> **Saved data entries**
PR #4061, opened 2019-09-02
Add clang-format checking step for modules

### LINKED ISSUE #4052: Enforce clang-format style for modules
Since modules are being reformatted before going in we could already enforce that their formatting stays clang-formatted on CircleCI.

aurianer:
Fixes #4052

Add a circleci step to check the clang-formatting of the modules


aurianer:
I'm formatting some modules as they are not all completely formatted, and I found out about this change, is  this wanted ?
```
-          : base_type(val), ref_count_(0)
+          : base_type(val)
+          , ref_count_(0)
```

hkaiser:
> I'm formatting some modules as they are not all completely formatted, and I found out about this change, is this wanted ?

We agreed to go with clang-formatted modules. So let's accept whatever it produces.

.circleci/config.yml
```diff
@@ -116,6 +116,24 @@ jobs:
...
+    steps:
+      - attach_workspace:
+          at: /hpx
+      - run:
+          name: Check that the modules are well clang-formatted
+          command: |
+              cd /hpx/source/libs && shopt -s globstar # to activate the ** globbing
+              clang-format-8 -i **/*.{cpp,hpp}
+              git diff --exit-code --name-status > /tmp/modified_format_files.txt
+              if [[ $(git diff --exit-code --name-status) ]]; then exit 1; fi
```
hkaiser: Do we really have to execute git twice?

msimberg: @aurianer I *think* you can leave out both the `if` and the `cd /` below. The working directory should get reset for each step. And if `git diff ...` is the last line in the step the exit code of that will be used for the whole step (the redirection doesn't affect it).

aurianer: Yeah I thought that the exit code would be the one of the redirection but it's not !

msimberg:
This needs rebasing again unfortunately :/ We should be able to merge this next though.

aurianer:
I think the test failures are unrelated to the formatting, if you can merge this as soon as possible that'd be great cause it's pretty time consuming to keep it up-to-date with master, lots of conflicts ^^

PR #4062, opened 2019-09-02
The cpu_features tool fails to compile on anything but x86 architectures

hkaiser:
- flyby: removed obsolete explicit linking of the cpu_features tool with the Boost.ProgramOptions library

> **TASK OBJECTIVE**
Output all lines from the beginning of the data up to the line holding "is this wanted ?", that line included, exactly as written.

> **ANSWER BOX**
PR #4061, opened 2019-09-02
Add clang-format checking step for modules

### LINKED ISSUE #4052: Enforce clang-format style for modules
Since modules are being reformatted before going in we could already enforce that their formatting stays clang-formatted on CircleCI.

aurianer:
Fixes #4052

Add a circleci step to check the clang-formatting of the modules


aurianer:
I'm formatting some modules as they are not all completely formatted, and I found out about this change, is  this wanted ?
```
-          : base_type(val), ref_count_(0)
+          : base_type(val)
+          , ref_count_(0)
```

hkaiser:
> I'm formatting some modules as they are not all completely formatted, and I found out about this change, is this wanted ?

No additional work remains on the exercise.